Exercise aim:
Reproduce word for word the lines between those holding "### LINKED ISSUE #6221: Use" and "cc @mapbox/android", inclusive, and nothing else from the data below.

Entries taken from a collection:

........

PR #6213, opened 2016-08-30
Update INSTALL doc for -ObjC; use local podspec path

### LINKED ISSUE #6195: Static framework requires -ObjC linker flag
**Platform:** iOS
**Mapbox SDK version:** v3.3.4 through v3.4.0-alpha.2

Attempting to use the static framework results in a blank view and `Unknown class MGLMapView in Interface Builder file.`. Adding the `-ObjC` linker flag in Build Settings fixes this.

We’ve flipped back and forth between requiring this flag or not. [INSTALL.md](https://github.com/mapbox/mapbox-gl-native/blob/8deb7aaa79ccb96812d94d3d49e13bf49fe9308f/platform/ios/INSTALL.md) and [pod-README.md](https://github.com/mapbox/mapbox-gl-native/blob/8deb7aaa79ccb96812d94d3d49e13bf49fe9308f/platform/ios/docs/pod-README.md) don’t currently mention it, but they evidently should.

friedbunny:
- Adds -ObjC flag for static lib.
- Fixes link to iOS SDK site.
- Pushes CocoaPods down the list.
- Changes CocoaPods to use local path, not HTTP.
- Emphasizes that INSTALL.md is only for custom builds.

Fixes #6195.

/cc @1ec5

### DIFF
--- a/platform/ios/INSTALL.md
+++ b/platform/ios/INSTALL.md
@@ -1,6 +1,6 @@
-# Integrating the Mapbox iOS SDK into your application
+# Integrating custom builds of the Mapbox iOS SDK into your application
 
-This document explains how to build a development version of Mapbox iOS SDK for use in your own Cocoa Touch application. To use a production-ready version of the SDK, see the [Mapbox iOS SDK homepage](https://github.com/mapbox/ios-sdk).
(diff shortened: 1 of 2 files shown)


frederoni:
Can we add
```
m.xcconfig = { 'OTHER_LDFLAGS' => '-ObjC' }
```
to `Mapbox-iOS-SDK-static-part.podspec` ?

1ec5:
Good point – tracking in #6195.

........

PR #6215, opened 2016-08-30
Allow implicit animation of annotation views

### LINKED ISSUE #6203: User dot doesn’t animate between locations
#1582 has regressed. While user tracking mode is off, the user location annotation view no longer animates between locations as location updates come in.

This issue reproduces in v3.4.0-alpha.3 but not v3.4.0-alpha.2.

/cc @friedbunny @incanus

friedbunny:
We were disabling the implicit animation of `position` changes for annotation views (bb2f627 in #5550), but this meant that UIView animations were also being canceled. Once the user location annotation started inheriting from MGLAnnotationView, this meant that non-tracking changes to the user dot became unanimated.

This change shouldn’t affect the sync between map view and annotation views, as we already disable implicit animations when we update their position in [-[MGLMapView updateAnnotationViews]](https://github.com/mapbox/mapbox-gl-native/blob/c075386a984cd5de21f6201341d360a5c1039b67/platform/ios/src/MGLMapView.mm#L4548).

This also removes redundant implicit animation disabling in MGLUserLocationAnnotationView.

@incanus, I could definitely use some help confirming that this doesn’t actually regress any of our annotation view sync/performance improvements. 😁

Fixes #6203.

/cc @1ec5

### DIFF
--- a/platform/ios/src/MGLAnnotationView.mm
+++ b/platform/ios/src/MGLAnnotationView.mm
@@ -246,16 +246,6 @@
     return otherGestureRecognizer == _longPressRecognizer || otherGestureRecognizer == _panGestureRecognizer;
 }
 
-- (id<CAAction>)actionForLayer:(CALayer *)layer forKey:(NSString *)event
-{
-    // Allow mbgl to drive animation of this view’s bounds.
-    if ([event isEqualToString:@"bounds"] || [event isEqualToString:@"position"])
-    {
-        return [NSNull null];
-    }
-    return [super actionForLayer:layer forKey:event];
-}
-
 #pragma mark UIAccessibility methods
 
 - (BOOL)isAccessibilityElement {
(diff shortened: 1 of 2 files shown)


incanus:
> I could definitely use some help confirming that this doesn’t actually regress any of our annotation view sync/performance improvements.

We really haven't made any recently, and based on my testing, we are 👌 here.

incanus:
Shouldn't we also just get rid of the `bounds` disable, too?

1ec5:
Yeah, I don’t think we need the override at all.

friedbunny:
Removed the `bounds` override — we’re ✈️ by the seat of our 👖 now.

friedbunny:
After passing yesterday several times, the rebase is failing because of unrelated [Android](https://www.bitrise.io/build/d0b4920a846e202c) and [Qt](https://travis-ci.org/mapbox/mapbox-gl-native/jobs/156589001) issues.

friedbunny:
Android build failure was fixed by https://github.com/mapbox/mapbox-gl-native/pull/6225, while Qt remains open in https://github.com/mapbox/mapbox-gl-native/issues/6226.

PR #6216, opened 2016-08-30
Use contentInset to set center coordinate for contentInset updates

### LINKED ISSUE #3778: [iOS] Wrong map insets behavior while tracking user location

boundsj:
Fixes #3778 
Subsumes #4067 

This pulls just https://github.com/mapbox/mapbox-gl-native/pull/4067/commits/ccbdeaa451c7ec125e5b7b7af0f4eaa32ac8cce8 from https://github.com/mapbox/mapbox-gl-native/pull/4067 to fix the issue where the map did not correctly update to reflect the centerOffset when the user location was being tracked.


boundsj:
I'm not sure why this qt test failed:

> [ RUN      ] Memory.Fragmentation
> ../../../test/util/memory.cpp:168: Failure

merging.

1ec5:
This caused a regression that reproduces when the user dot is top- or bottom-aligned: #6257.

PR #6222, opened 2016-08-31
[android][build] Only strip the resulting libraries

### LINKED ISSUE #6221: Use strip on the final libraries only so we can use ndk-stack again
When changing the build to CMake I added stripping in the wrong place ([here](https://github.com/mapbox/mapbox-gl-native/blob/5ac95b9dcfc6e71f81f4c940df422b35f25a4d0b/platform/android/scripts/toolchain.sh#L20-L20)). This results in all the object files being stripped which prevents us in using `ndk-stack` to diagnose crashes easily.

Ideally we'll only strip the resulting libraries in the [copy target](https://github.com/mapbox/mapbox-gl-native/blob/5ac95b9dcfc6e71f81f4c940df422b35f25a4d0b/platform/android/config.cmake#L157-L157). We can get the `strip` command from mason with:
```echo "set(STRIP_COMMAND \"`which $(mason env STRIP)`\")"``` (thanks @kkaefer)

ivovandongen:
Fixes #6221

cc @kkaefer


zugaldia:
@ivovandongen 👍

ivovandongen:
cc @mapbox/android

........

Reply to the exercise:
### LINKED ISSUE #6221: Use strip on the final libraries only so we can use ndk-stack again
When changing the build to CMake I added stripping in the wrong place ([here](https://github.com/mapbox/mapbox-gl-native/blob/5ac95b9dcfc6e71f81f4c940df422b35f25a4d0b/platform/android/scripts/toolchain.sh#L20-L20)). This results in all the object files being stripped which prevents us in using `ndk-stack` to diagnose crashes easily.

Ideally we'll only strip the resulting libraries in the [copy target](https://github.com/mapbox/mapbox-gl-native/blob/5ac95b9dcfc6e71f81f4c940df422b35f25a4d0b/platform/android/config.cmake#L157-L157). We can get the `strip` command from mason with:
```echo "set(STRIP_COMMAND \"`which $(mason env STRIP)`\")"``` (thanks @kkaefer)

ivovandongen:
Fixes #6221

cc @kkaefer


zugaldia:
@ivovandongen 👍

ivovandongen:
cc @mapbox/android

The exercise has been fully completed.